Task description → Write out exactly the lines running from the line that includes "Added vector subtypes to struct type_type" to the end of the data, both ends included, and nothing besides.

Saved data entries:
PR #692, opened 2026-03-15
reflect: implement subtyping API for typed containers

aditya-8787:
This PR resolves an existing TODO in 

source/reflect/include/reflect/reflect_type.h
 that had been commented out since the reflect module was created(2024).

Changes
reflect_type.h

Added #include <adt/adt_vector.h>
Removed TODO comment
Declared type_subtype(type t) and type_subtype_push(type t, type subtype)

reflect_type.c

Added vector subtypes to struct type_type
Lazy init in type_subtype, NULL-safe cleanup in type_destroy

Notes

Fully backwards compatible no existing signatures changed
No loader changes in this PR populating subtypes per language runtime is left for follow-up PRs
All existing reflect tests pass

### DIFF
--- a/source/reflect/source/reflect_type.c
+++ b/source/reflect/source/reflect_type.c
@@ -122,7 +122,7 @@ type_impl type_derived(type t)
 	return NULL;
 }
 
-vector type_subtype(type t)
+vector type_subtypes(type t)
 {
 	if (t != NULL)
 	{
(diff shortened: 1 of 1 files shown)


viferga:
This is interesting but I am not sure if we should define it as a new type called template or this kind of design is better.

@trgwii what do you think about this?

I can merge it anyway but the code is not tested, add tests @aditya-8787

Reply →
Added vector subtypes to struct type_type
Lazy init in type_subtype, NULL-safe cleanup in type_destroy

Notes

Fully backwards compatible no existing signatures changed
No loader changes in this PR populating subtypes per language runtime is left for follow-up PRs
All existing reflect tests pass

### DIFF
--- a/source/reflect/source/reflect_type.c
+++ b/source/reflect/source/reflect_type.c
@@ -122,7 +122,7 @@ type_impl type_derived(type t)
 	return NULL;
 }
 
-vector type_subtype(type t)
+vector type_subtypes(type t)
 {
 	if (t != NULL)
 	{
(diff shortened: 1 of 1 files shown)


viferga:
This is interesting but I am not sure if we should define it as a new type called template or this kind of design is better.

@trgwii what do you think about this?

I can merge it anyway but the code is not tested, add tests @aditya-8787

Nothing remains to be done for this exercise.